I see two problems with the world today: There are far too many boys with muttonchop sideburns and there is no place to park my gum (that the wine is not coming fast enough is no issue at present; it may just be in another two minutes…that will probably be just long enough to remedy the gum dilemma, but not near long enough to address the sideburn thing).

Birmingham (Bummingham), Alabama is hotter than four hells today: Take-the-Lord’s-name-in-vain hot and I sit here with a slick of sweat over my cleavage, the same sweat curling the hairs unruly at my neck. This is the kind of swelter that suggests you might do well to peel off the clothes down to underthings (maybe blessedly further) and shave every hair on your body, allowing the perspiration to roll southward unfettered. Either that, or find another body to writhe against for a time, pushing the heat to a fever pitch so as to feel infinitely cooler afterward.
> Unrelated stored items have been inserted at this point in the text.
Issue #7421, opened 2024-07-30
Scopes: Adds scopes to control the user actions on the declaration review page


jpye-finch:
### Description
Adds scope to control the experience for a user at the bottom of the review page. Availabel actions to send for review, approval, register or reject. 

This ticket is to make the current user experience work with scopes

Declare:
record.declaration-submit-incomplete
record.declaration-submit-for-review

Validate:
record.declaration-submit-for-approval
record.declaration-submit-for-updates

Register:
record.register

See scopes table for more detail
https://www.notion.so/opencrvs/User-Scopes-e827de98050c409fa1cfa5a2e4ea7050?pvs=4

### ACs
GIVEN i have the record.declaration-submit-incomplete scope
WHEN on the review page and the declaration is incomplete
THEN I can send incomplete
AND the status changes to 'Incomplete'

GIVEN i  **don't** have the record.declaration-submit-incomplete but the record.declaration-submit-for-review
WHEN on the review page and the declaration is incomplete
THEN show the incomplete state with the button "Send for review" disabled

GIVEN i have the record.declaration-submit-for-review scope
WHEN on the review page and the declaration is complete
THEN I can send the declaration for review
AND the status changes to 'In review'

GIVEN i have the record.declaration-submit-for-approval scope
WHEN on the review page of a complete declaration
THEN I can send the declaration for approval
AND the status changes to 'Validated'

GIVEN i have the record.declaration-submit-for-updates scope
WHEN on the review page of a complete declaration
THEN I can send the declaration for updates
AND the status changes to 'Requires Updates'

GIVEN i have the record.register
WHEN on the review page of a complete declaration
THEN I can register the declaration
AND the status changes to 'Registered'

### Tech tasks

SyedaAfrida:
**Bug:**
1.When FA/ RA/ Registrar don’t have any declaration scope, Plus icon is shown but not working
2.When FA/ RA/ Registrar don’t have any declaration scope, Default landing page is in progress but in progress tab is not shown in side nav (fix expected after custom workqueue epic)

![Image](https://github.com/user-attachments/assets/7af3dc68-caed-4cc0-a471-c0d2bd49eb87)

3.When local/ national system admin or performance manager have any record.declare scope, Plus icon is not shown
4.When local/ national system admin or performance manager have any record.declare scope, in progress tab is shown in side navigation (fix expected after custom workqueue epic)

[...]

PR #7973, opened 2024-11-13
(User roles) fix: Send for review action button display logic

tumbledwyer:
Changed to satisfy the requirement:

GIVEN i don't have the record.declaration-submit-incomplete but the record.declaration-submit-for-review
WHEN on the review page and the declaration is incomplete
THEN show the incomplete state with the button "Send for review" disabled
https://github.com/opencrvs/opencrvs-core/issues/7421


Zangetsu101 (approved):

Zangetsu101:
@tumbledwyer is the PR up to date with the base branch? The failing client test might be because of that

packages/client/src/components/form/ReviewActionComponent.tsx
```diff
@@ -388,35 +388,40 @@ const ReviewActionComponent = ({
...
+                <ProtectedComponent scopes={[SCOPES.RECORD_SUBMIT_INCOMPLETE]}>
+                  <Button
+                    type="primary"
+                    size="large"
+                    id="submit_incomplete"
+                    onClick={toggleSubmitModalOpen}
+                    disabled={hasErrorsOnFields || totalFileSizeExceeded}
+                  >
+                    <Upload />
+                    {intl.formatMessage(buttonMessages.sendIncomplete)}
```
Nil20, line 403: If we can update this [message](https://github.com/opencrvs/opencrvs-countryconfig/blob/develop/src/translations/client.csv#L123) or remove this if we don't want to use it.

PR #8003, opened 2024-11-18
add a waiting state for continue (button) to next form section with HTTP field event fetching

tokinrandr:
Bug:
- Having a form with HTTP field for fetching on ID Generator API, for example, and a button to trigger it
- When triggered it and go to the next section before the end of the request, the response is no more considered and the state of the field stays true which will block it indefinitely
- after what, all the user can do is to remove the declaration and restart from beginning

fetching-button-blocked

Resolution:
- by adding a waiting state to disable the continue (to next section) button until the end of the request
- the waiting state is linked to the fetching status
- by default disabled, it can be enabled optionally in country config side like:
config-waiting-activation

### DIFF
--- a/packages/client/src/components/form/Button.tsx
+++ b/packages/client/src/components/form/Button.tsx
@@ -31,6 +31,7 @@ interface ButtonFieldProps extends Omit<ButtonProps, 'type'> {
   draftData: IFormData
   setFieldValue: (name: string, value: IFormFieldValue) => void
   setFieldTouched: (name: string, isTouched?: boolean) => void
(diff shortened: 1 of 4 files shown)


tahmidrahman-dsi:
Hello @tokinrandr thank you for your contribution! However we discourage doing addition of global flag and logic to  `FormFieldGenerator` as it adds up to the complexity of this component which is heavily used across the application. I have submitted a relatively small impact PR https://github.com/opencrvs/opencrvs-core/pull/8044 that can be implemented with one line configuration change

tokinrandr:
Hi @tahmidrahman-dsi , great! Thank you

PR #8005, opened 2024-11-18
Events V2: Events service

rikukissa:


packages/events/src/index.test.ts
```diff
@@ -28,21 +28,80 @@ afterEach(async () => {
...
-    record: { type: 'birth', fields: [] }
+    event: { type: 'birth' }
   })
 
   expect(await db.collection('events').find().toArray()).toHaveLength(1)
 })
+
+test('stored events can be modified', async () => {
+  const originalEvent = await client.event.create({
+    transactionId: '1',
```
makelicious, line 67: We could start early by having a seeder mechanism from the beginning

Maybe something like this: 

```
const eventTestSeeder = () => {
  // there are more sophisticated options, of course.
  let i = 0
  const createEventTransaction = (event: { event?: Event }) => {
    return {
      transactionId: i++,
      event: event ?? { type: 'birth' }
    }
  }

  return {
    createEventTransaction
  }
}
```

makelicious (approved):
Good stuff 👍

PR #8010, opened 2024-11-19
Save SVG cert to Minio correctly

euanmillar:
This [line](https://github.com/opencrvs/opencrvs-core/blob/f4a9ab1e5e0be9c14be252dd2060c6954dec6379/packages/documents/src/features/uploadDocument/handler.ts#L34) assumes every file sent to the "documents" /upload endpoint is either a jpeg or png but we send SVG code here too.  The error was never noticed before because the QR code base64 in Farajaland cert was interpreted as a cert. 

This fix handles SVG code in a distinct manner.

Before in Minio:
Screenshot 2024-11-19 at 21 16 03

Now:
Screenshot 2024-11-19 at 21 35 01

### DIFF
--- a/packages/documents/src/features/uploadDocument/handler.ts
+++ b/packages/documents/src/features/uploadDocument/handler.ts
@@ -31,15 +31,36 @@ export async function documentUploadHandler(
   const payload = request.payload as IDocumentPayload
   const ref = uuid()
   try {
-    const base64String = payload.fileData.split(',')[1]
-    const base64Decoded = Buffer.from(base64String, 'base64')
-    const fileType = (await fromBuffer(base64Decoded)) as IFileInfo
-    const generateFileName = `${ref}.${fileType.ext}`
+    // payload is an image
+    const regex = /^data:image/
+    let generateFileName
+    if (regex.test(payload.fileData)) {
+      const base64String = payload.fileData.split(',')[1]
+      const base64Decoded = Buffer.from(base64String, 'base64')
+      const fileType = (await fromBuffer(base64Decoded)) as IFileInfo
+      generateFileName = `${ref}.${fileType.ext}`
 
-    await minioClient.putObject(MINIO_BUCKET, generateFileName, base64Decoded, {
-      'content-type': fileType.mime,
-      ...payload.metaData
-    })
+      await minioClient.putObject(
+        MINIO_BUCKET,
+        generateFileName,
+        base64Decoded,
+        {
+          'content-type': fileType.mime,
+          ...payload.metaData
+        }
+      )
+    } else {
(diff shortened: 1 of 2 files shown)


Siyasanga (approved):
LGTM!

packages/workflow/src/documents.ts
```diff
@@ -18,36 +18,23 @@ import {
 } from '@opencrvs/commons/types'
 import { CertifyInput, IssueInput } from './records/validations'
 
-const fetchDocuments = async <T = any>(
-  suffix: string,
+export async function uploadFileToMinio(
```
rikukissa, line 21: Better to split this into two functions `uploadFileToMinio` and `uploadSVGToMinio`

Zangetsu101: Agreed with Riku. Otherwise the changes look good :+1:

Zangetsu101 (approved):

rikukissa (approved):

packages/workflow/src/documents.ts
```diff
@@ -58,11 +62,11 @@ export async function uploadCertificateAttachmentsToDocumentsStore<
     certificateDetails.collector.affidavit
   ) {
     for (const affidavit of certificateDetails.collector.affidavit) {
-      affidavit.data = await uploadBase64ToMinio(affidavit.data, authHeader)
+      affidavit.data = await uploadSVGToMinio(affidavit.data, authHeader)
```
Zangetsu101, line 65: @euanmillar How do we know that the uploaded affidavit will always be an SVG?

euanmillar: Thanks @Zangetsu101 for the catch.  Changed affidavit appropriately

euanmillar:
@rikukissa any idea why the e2e test passes locally but not on the env? 
Screenshot 2024-12-06 at 16 50 50

https://github.com/opencrvs/e2e/actions/runs/12201057308/job/34039201508

euanmillar:
Looks like re-running the tests worked: https://github.com/opencrvs/e2e/actions/runs/12212529028

packages/workflow/src/documents.ts
```diff
@@ -18,36 +18,40 @@ import {
...
+    body: JSON.stringify({ fileData: fileData })
+  }
+  const result = await fetch(`${DOCUMENTS_URL}${suffix}`, request)
   const res = await result.json()
-  return res
+  return res.refUrl
 }
 
-export async function uploadBase64ToMinio(
+export async function uploadSVGToMinio(
```
rikukissa, line 39: @euanmillar CI is complaining this export is unused
```suggestion
async function uploadSVGToMinio(
```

The shade of indoors, the plum-colored tables and stools offer no great respite. Purple –any shade of it– is the last fucking color in the world I want to see today. The blues aren’t blue, they are as purple as the crucifixion cloth and soaked just as deeply with vinegar, blood and tears (there are other bodily fluids in there I’m sure, but I’ve no mind for speculation today). This begs the question (I can’t help that these questions occur to me, I can only release them the best way I know how so that they cease to plague me) of whether or not Jesus would have received a pint jar of bathtub gin had one been offered. Jesus, after all, knew the muddy dirt of humanity better’n anyone. Yeah, Jesus knew the blues and other sordid ruminations. Jesus was the father of the blues.
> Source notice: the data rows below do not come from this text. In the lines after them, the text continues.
PR #8033, opened 2024-11-20
Events v2: Skeleton GraphQL resolvers for basic operations

rikukissa:
Country config: https://github.com/opencrvs/opencrvs-countryconfig/pull/328

### DIFF
--- a/.github/workflows/publish-release.yml
+++ b/.github/workflows/publish-release.yml
@@ -48,11 +48,28 @@ jobs:
       - name: Get list of services
         id: get-services
         run: |
-          services=$(grep "^  [^ ]" docker-compose.yml | grep -v '#' | awk -F: '{print $1}' | sed -e 's/^ *//')
+          services=$(grep "^  [^ ]" docker-compose.yml | grep -v base| grep -v '#' | awk -F: '{print $1}' | sed -e 's/^ *//')
           services_json=$(echo $services | tr '\n' ',' | sed 's/,$//' | jq -R 'split(" ")' | tr -d '\n')
           # Set the list of service names as an output variable
           echo "services=$services_json" >> $GITHUB_OUTPUT
           echo "services=$services_json"
+
+      - name: Login to DockerHub
+        uses: docker/login-action@v3
+        with:
+          username: ${{ secrets.DOCKER_USERNAME }}
+          password: ${{ secrets.DOCKER_PASSWORD }}
+
+      - name: Build and push base image
+        uses: docker/build-push-action@v6
+        with:
+          file: packages/Dockerfile.base
+          context: .
+          push: true
+          tags: |
+            opencrvs/ocrvs-base:${{ steps.set-version.outputs.version }}
+          cache-from: type=registry,ref=opencrvs/ocrvs-base:${{ steps.set-version.outputs.version }}
+          cache-to: type=inline
 
     outputs:
       services: ${{ steps.get-services.outputs.services }}
@@ -61,6 +78,7 @@ jobs:
   build:
     needs: base
     strategy:
+      fail-fast: false
       matrix:
         service: ${{ fromJSON(needs.base.outputs.services) }}
     runs-on: ubuntu-22.04
@@ -74,17 +92,23 @@ jobs:
         if: github.event_name == 'push'
 
       - name: Login to DockerHub
-        uses: docker/login-action@v1
+        uses: docker/login-action@v3
         with:
           username: ${{ secrets.DOCKER_USERNAME }}
           password: ${{ secrets.DOCKER_PASSWORD }}
 
-      - name: Build ${{ matrix.service }}
-        run: |
-          echo ${{ matrix.service }}
-          export VERSION=${{ github.event.inputs.release_version }}
-          docker compose build ${{ matrix.service }}
-          docker compose push ${{ matrix.service }}
+      - name: Build and push
+        uses: docker/build-push-action@v6
+        with:
+          file: packages/${{ matrix.service }}/Dockerfile
+          build-args: |
+            VERSION=${{ needs.base.outputs.version }}
+          push: true
+          context: .
+          tags: |
+            opencrvs/ocrvs-${{ matrix.service }}:${{ needs.base.outputs.version }}
+          cache-from: type=registry,ref=opencrvs/ocrvs-${{ matrix.service }}:${{ needs.base.outputs.version}}
+          cache-to: type=inline
 
   security-scans:
     needs: [base, build]
--- a/docker-compose.yml
+++ b/docker-compose.yml
@@ -47,6 +47,17 @@ services:
       - base
     environment:
       - COUNTRY_CONFIG_URL_INTERNAL=http://countryconfig:3040
+
+  events:
+    image: opencrvs/ocrvs-events:${VERSION}
+    #platform: linux/amd64
+    build:
+      context: .
+      dockerfile: ./packages/events/Dockerfile
+    restart: unless-stopped
+    depends_on:
+      - base
+
   gateway:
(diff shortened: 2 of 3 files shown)


packages/gateway/tsconfig.json
```diff
@@ -3,7 +3,8 @@
     "skipLibCheck": true,
     "baseUrl": "./src",
     "paths": {
-      "@gateway/*": ["./*"]
+      "@gateway/*": ["./*"],
+      "@events/*": ["../../events/src/*"]
```
rikukissa, line 7: This is a little nasty – it is because gateway imports the `appRouter` from events

```ts
import type { AppRouter } from '@opencrvs/events/src/router'
```

which again imports modules inside Events with the `@events/...` paths.

```sh
❯ yarn test:compilation
yarn run v1.22.4
$ tsc --noEmit
../events/src/service/events.ts:12:27 - error TS2307: Cannot find module '@events/storage/mongodb' or its corresponding type declarations.

12 import { getClient } from '@events/storage/mongodb'
                             ~~~~~~~~~~~~~~~~~~~~~~~~~

```

packages/commons/src/events/Event.ts
```diff
@@ -6,25 +6,7 @@ import { Label, Summary } from './utils'
...
-            optionValues: z.array(z.string()),
-            type: z.string(),
-            data: z.string(),
-            fileSize: z.number()
-          })
-        )
-      ])
-    })
-  )
+  type: z.string()
```
rikukissa, line 9: The only field the user can really send at the point of Event creation is `type` if we take on the approach of only submitting actions from the client

packages/gateway/src/v2-events/events/root-resolvers.ts
```diff
@@ -0,0 +1,70 @@
...
+import superjson from 'superjson'
+import uuid from 'uuid'
+
+const trpc = createTRPCClient<AppRouter>({
+  links: [
+    httpBatchLink({
+      url: env.EVENTS_URL,
+      transformer: superjson,
+      headers({ opList }) {
+        const headers = opList[0].context?.headers
```
rikukissa, line 25: Not at all happy about this. opList is a non-empty list but still..

packages/gateway/src/v2-events/events/type-resolvers.ts
```diff
@@ -0,0 +1,29 @@
...
+      if (obj.type === ActionType.NOTIFY) {
+        return 'NotifyAction'
+      }
+      if (obj.type === ActionType.DECLARE) {
+        return 'DeclareAction'
+      }
+      if (obj.type === ActionType.REGISTER) {
+        return 'RegisterAction'
+      }
+      return 'CreateAction'
```
makelicious, line 26: We might want to be explicit here e.g. not defaulting to anything but exhausting the options

packages/gateway/src/v2-events/events/root-resolvers.ts
makelicious: Could we parse it and throw to be sure, have a default or acknowledge the possibly undefined?

packages/gateway/src/environment.ts
```diff
@@ -29,6 +29,7 @@ export const env = cleanEnv(process.env, {
   APPLICATION_CONFIG_URL: url({ devDefault: 'http://localhost:2021/' }),
   NOTIFICATION_URL: url({ devDefault: 'http://localhost:2020/' }),
   WORKFLOW_URL: url({ devDefault: 'http://localhost:5050/' }),
+  EVENTS_URL: url({ devDefault: 'http://localhost:5555/' }),
```
makelicious, line 32: Opinion: Since we are using both conventions, with and without trailing slash, I would opt for without when introducing new ones. What do you think?

packages/events/src/router.ts
```diff
@@ -53,15 +69,35 @@ export const appRouter = router({
...
+          z.object({
+            eventId: z.string(),
+            transactionId: z.string(),
+            action: NotifyActionInput
+          })
+        )
+        .mutation(async (options) => {
+          return addAction(options.input.eventId, {
+            ...options.input.action,
+            type: 'NOTIFY',
```
makelicious, line 83: Using these through the `ActionType.NOTIFY` will make changing them much easier in the future.

packages/commons/src/events/Action.ts
```diff
@@ -62,18 +61,28 @@ export const ActionInputBase = z.object({
...
-    type: z.enum([ActionType.CREATE])
-  }),
-  ActionInputBase.extend({
-    type: z.enum([ActionType.REGISTER]),
-    identifiers: z.object({
-      trackingId: z.string(),
-      registrationNumber: z.string()
-    })
+export const CreateActionInput = ActionInputBase.extend({})
+export const NotifyActionInput = ActionInputBase.extend({})
```
makelicious, line 65: Could you add a comment for this pattern? Is it a matter of taking copy of the base an separating the `type` extension?

makelicious: `RegisterActionInput.extend({ type: z.enum([ActionType.REGISTER]) })` since one could argue that this is not `RegisterActionInput` until it has the type

packages/commons/src/events/Action.ts
```diff
@@ -62,18 +61,28 @@ export const ActionInputBase = z.object({
...
+})
+
+export const ActionInput = z
+  .union([
+    CreateActionInput.extend({ type: z.enum([ActionType.CREATE]) }),
+    NotifyActionInput.extend({ type: z.enum([ActionType.NOTIFY]) }),
+    DeclareActionInput.extend({ type: z.enum([ActionType.DECLARE]) }),
+    RegisterActionInput.extend({ type: z.enum([ActionType.REGISTER]) })
+  ])
+  .and(
```
makelicious, line 81: Is there semantic difference between `extend` and `and`?

.github/workflows/lint-and-test.yml
```diff
@@ -85,17 +85,36 @@ jobs:
         with:
           node-version-file: .nvmrc
 
+      - name: Extract dependencies for ${{ matrix.package }}
```
makelicious, line 88: We could benefit from adding description for this documenting the reason/aim

makelicious (approved):
Looks good! Non functional comments

packages/client/package.json
```diff
@@ -108,6 +108,7 @@
     "xregexp": "^4.2.0"
   },
   "devDependencies": {
+    "@opencrvs/gateway": "^1.5.0",
```
naftis, line 111: does the client need this?

packages/commons/src/events/Action.ts
naftis: .and apparently creates `{ name: string } & { age: number }` while .extend creates `{ name: string; age: number }`

https://zod.dev/?id=merge
vs
https://zod.dev/?id=and

packages/gateway/src/environment.ts
naftis: I agree; an extra trailing slash in our current setup might convey to a newcomer that it has a meaning that it doesn't

packages/gateway/src/v2-events/events/type-resolvers.ts
naftis: could we do `type satisfies never` to make sure all cases are handled at the end

packages/client/package.json
rikukissa: It does now as I added the logic to look at workflow dependencies to figure out which packages cannot be optimised away in build and test processes. Client did seem to have a dependency to gateway for whatever reason

naftis: I tried to find the dependency but couldn't :O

“My God,” he cried, “My God, why hast thou forsaken [ed. note: emphasis purely suppostion on my part...] me??”

“Waitress,” I said boldly upon climbing this here stool, “I will be drinking my lunch today.” She masked her surprise well, but the eyes jumped a little. What, lady? Don’t I look like the type? Is there a type?

“While I am whiling away the afternoon drinking,” I smiled sweetly at her, daubing my chest and neckline with a paper napkin, “could you gather directions to the nearest Catholic Church?” I must go light a candle and pray for my pathetically (im)mortal soul. I wonder if it’s still a penny, or has the economy wrapped its noisome tendrils about salvation, as well? How much should one pay for absolution? For grace? Comfort is far too expensive a luxury, I’d wager.
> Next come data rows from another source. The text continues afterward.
PR #8034, opened 2024-11-21
feat: `upsertRegistrationIdentifier` gateway endpoint

Hyper3x:
Adds a new endpoint to GraphQL gateway called `upsertRegistrationIdentifier`. This endpoint allows us to add a identifier like national ID to a child, or a temporary id like AID to track the record in a third party service. The identifier might not show anywhere in the UI unless it's added into the certificate.

Discuss in https://github.com/opencrvs/opencrvs-core/issues/8174 whether this is the desired functionality.


rikukissa (commented):
So far so good!

packages/workflow/src/records/state-transitions.ts
```diff
@@ -552,6 +552,189 @@ export async function toRegistered(
...
+  }
+
+  // Change the state to REGISTERED
+  return changeState(
+    await mergeChangedResourcesIntoRecord(
+      record,
+      unsavedChangedResources,
+      practitionerResourcesBundle
+    ),
+    'REGISTERED'
```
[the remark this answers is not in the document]
naftis: It does not, in our use case we only want to add the MOSIP_AID to the patient to be able to track the record in MOSIP. We can extend the usecase later to allow changing record states if needed 👍

packages/gateway/src/graphql/schema.d.ts
```diff
@@ -588,6 +589,11 @@ export interface GQLRejectRegistrationInput {
   comment?: string
 }
 
+export interface GQLUpsertRegistrationIdentifierInput {
+  reason: string
+  comment?: string
+}
+
```
tahmidrahman-dsi, line 596: Wonder how is this type generated? 🤔

packages/workflow/src/records/handler/upsert.ts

Or? Is it thought a cheat to light a candle for one’s ownself? Parochial school was forever ago.

Funny, I can’t tell if that sticker on the pole outside says ‘Raise the Guns’ or ‘Praise the Gods’. Not that it matters anyway. It seems I have done a good measure of both in my life and been ineffectual. This is not due to a lack of heart or conviction in either case. It all goes back to the simple truism that ‘Momma just says it be’s that way sometimes’. A lot of times. More times than I can count, but for fucksakes I keep putting myself out there. No regrets. The best slip of paper I ever discovered in a fortune cookie said, ‘Many a false step is made by standing still.’ You bet your sweet ass. At least I’m stupid enough to keep trying; I’ve got that much going for me. I wonder sometimes though….will I one day reach an end to my resolve? Will it sputter away and leave me essentially lifeless? Sometimes it seems such a charming option, but in reality it is one that simply scares the shit out of me. Most people can’t or won’t or don’t try because they are cowards; with me it is an inverse proposition.

I exhaust myownself, slamming headfirst or chestfirst into a wall over and over without a helmet, with only the frail skin and bone of my psyche, my emotions.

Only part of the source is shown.